(Problem details): Give again, word for word, each line from the top of the listing through the line that holds "PR #19, opened 2017-03-30".

* * * *

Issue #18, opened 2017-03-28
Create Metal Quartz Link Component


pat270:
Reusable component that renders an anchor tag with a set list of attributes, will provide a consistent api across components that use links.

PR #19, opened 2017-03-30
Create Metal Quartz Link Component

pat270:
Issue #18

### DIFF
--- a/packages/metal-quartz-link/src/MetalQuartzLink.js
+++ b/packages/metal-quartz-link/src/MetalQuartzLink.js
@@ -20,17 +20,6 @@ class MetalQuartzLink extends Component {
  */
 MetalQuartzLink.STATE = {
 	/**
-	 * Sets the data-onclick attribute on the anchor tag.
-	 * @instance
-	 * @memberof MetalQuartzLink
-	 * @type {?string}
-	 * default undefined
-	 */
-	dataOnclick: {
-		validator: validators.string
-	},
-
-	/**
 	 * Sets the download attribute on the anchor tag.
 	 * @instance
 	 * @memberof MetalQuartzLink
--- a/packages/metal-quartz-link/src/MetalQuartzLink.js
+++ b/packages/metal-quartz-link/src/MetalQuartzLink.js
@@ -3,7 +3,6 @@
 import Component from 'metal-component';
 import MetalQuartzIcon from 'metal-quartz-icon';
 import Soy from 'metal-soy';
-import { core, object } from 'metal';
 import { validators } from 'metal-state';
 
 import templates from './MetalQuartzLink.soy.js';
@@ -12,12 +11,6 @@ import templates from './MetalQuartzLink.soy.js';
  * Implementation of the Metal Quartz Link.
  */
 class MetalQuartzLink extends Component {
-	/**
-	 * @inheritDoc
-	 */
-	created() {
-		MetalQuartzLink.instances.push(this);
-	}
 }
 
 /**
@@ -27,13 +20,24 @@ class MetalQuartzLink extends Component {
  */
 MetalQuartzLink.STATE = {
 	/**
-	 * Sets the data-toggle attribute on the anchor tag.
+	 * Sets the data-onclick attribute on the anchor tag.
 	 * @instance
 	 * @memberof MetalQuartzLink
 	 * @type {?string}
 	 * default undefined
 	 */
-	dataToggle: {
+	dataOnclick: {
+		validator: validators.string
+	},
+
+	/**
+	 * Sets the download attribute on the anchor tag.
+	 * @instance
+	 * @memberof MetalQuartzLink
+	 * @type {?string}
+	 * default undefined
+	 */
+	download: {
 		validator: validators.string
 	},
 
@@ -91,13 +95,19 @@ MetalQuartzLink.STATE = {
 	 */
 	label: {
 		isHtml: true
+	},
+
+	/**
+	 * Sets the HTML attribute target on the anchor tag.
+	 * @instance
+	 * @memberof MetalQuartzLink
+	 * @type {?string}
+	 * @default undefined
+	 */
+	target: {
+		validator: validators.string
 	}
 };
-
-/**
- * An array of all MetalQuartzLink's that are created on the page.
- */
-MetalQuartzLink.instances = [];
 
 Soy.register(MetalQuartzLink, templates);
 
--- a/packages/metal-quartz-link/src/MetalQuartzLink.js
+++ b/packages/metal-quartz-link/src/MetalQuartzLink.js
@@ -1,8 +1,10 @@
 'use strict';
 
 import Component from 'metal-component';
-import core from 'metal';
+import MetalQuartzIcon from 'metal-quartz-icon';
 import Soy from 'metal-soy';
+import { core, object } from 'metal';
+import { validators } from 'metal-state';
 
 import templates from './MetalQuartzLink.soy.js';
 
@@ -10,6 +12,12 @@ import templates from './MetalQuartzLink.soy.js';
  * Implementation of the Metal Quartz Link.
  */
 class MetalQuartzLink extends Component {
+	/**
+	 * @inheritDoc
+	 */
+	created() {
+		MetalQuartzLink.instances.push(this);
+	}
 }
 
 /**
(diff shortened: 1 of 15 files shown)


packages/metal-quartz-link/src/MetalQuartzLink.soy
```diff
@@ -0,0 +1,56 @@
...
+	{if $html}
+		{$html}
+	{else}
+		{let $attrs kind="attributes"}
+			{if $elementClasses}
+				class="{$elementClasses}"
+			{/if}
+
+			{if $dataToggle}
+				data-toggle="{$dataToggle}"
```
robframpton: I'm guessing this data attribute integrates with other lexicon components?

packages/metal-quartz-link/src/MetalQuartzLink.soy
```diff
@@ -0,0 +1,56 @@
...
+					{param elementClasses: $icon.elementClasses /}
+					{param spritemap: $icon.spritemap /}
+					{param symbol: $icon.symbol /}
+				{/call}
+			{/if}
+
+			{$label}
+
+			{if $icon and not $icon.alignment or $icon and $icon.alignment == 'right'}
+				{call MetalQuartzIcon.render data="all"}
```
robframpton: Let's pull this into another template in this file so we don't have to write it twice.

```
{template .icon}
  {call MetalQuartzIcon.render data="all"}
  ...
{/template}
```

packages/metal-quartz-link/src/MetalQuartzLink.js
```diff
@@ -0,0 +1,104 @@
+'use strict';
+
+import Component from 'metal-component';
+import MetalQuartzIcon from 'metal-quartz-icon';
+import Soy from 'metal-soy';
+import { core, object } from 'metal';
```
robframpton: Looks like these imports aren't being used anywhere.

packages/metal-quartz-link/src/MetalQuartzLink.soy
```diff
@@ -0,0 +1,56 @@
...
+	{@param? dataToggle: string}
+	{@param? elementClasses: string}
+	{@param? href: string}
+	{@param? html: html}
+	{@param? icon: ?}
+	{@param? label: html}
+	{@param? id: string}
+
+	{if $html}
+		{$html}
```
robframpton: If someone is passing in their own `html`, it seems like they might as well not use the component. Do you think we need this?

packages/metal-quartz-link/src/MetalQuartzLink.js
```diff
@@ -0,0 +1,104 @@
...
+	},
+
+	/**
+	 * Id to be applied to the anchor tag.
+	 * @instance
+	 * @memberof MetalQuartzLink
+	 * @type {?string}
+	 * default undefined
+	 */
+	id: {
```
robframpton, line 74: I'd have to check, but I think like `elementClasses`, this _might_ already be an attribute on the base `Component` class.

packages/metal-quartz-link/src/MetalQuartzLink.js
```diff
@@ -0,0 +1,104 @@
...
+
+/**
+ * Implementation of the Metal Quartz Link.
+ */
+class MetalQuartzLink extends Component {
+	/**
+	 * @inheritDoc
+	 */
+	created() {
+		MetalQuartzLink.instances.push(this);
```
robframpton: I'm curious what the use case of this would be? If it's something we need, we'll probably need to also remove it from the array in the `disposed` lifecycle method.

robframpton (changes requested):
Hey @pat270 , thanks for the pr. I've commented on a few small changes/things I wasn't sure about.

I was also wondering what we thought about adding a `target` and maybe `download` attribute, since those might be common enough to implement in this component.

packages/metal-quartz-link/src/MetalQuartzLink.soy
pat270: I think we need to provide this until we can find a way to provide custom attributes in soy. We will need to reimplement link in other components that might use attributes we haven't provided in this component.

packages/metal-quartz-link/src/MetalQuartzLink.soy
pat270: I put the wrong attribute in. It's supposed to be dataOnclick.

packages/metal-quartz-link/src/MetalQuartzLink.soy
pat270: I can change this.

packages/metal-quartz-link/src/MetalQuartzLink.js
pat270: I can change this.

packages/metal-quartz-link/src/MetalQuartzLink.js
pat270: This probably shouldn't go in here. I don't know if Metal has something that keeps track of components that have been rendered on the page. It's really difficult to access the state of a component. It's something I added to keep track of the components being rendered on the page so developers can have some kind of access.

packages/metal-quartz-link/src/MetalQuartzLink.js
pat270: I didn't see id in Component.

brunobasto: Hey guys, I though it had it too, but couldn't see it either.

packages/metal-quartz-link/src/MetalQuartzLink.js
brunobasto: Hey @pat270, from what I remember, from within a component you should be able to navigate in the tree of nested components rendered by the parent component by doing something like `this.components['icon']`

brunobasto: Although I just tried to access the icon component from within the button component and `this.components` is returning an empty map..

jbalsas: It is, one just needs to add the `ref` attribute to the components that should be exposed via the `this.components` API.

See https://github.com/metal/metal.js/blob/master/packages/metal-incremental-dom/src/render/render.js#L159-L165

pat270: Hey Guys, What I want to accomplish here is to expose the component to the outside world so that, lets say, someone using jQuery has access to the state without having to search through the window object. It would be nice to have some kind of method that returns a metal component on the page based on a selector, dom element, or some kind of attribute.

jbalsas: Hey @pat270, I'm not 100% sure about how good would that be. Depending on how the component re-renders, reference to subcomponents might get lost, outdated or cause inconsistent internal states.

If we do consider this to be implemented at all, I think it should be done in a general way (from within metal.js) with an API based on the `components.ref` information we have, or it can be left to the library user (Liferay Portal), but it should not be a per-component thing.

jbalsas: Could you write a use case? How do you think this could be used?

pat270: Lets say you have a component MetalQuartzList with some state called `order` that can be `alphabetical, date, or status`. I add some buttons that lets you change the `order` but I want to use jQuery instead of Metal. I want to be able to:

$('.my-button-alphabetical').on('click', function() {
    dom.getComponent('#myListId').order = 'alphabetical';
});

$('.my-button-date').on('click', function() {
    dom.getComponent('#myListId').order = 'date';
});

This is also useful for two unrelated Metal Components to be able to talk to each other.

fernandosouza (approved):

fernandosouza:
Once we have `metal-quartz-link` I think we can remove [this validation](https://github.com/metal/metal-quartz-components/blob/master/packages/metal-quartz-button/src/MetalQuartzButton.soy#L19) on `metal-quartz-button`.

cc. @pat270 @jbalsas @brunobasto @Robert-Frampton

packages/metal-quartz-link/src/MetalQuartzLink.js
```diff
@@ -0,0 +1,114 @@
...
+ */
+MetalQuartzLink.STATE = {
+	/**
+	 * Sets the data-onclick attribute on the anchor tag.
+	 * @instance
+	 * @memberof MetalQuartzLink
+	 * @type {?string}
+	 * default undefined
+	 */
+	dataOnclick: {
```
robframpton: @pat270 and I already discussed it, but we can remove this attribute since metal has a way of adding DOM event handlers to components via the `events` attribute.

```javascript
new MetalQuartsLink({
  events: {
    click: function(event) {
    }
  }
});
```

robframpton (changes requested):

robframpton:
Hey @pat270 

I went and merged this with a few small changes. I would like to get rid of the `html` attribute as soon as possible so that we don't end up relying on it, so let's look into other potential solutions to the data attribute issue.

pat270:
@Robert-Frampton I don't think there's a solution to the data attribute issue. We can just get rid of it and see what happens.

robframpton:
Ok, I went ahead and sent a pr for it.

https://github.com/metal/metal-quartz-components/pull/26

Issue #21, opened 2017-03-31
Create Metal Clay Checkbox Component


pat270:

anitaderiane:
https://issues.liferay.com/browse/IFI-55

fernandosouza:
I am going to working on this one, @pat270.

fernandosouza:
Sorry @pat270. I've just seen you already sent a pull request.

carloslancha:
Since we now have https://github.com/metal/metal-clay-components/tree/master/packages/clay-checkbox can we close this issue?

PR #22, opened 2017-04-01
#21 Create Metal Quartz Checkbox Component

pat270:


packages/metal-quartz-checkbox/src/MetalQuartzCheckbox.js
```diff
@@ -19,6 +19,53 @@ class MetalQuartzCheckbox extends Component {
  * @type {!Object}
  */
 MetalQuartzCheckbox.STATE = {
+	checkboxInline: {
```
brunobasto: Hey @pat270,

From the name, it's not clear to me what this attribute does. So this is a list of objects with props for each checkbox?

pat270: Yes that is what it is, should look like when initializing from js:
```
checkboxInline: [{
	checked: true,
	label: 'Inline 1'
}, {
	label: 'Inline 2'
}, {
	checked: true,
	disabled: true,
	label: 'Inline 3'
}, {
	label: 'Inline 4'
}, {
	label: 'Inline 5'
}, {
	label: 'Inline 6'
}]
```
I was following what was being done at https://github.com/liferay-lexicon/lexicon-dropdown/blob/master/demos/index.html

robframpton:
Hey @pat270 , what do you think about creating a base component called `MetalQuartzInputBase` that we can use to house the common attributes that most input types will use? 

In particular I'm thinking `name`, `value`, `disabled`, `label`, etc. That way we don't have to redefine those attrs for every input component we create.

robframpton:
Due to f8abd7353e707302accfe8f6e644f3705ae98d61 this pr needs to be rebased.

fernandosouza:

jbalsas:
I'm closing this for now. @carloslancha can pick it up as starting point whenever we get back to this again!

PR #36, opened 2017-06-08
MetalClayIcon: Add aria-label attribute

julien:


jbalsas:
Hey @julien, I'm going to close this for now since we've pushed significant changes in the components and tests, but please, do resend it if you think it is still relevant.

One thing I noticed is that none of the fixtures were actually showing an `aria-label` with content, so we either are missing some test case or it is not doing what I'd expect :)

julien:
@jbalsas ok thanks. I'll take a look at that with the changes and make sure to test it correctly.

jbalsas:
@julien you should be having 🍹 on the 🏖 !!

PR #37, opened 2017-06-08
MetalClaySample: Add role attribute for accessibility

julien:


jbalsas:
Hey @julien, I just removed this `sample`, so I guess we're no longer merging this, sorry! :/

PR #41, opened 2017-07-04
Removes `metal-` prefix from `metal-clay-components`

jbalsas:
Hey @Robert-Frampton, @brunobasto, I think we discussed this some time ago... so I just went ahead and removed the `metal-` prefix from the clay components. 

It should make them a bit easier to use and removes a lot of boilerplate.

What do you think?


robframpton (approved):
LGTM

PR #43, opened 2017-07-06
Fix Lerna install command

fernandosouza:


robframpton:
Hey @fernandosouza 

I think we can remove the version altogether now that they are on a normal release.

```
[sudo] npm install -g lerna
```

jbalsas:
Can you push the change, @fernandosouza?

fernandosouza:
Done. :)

* * * *

(Exercise result):
Issue #18, opened 2017-03-28
Create Metal Quartz Link Component


pat270:
Reusable component that renders an anchor tag with a set list of attributes, will provide a consistent api across components that use links.

PR #19, opened 2017-03-30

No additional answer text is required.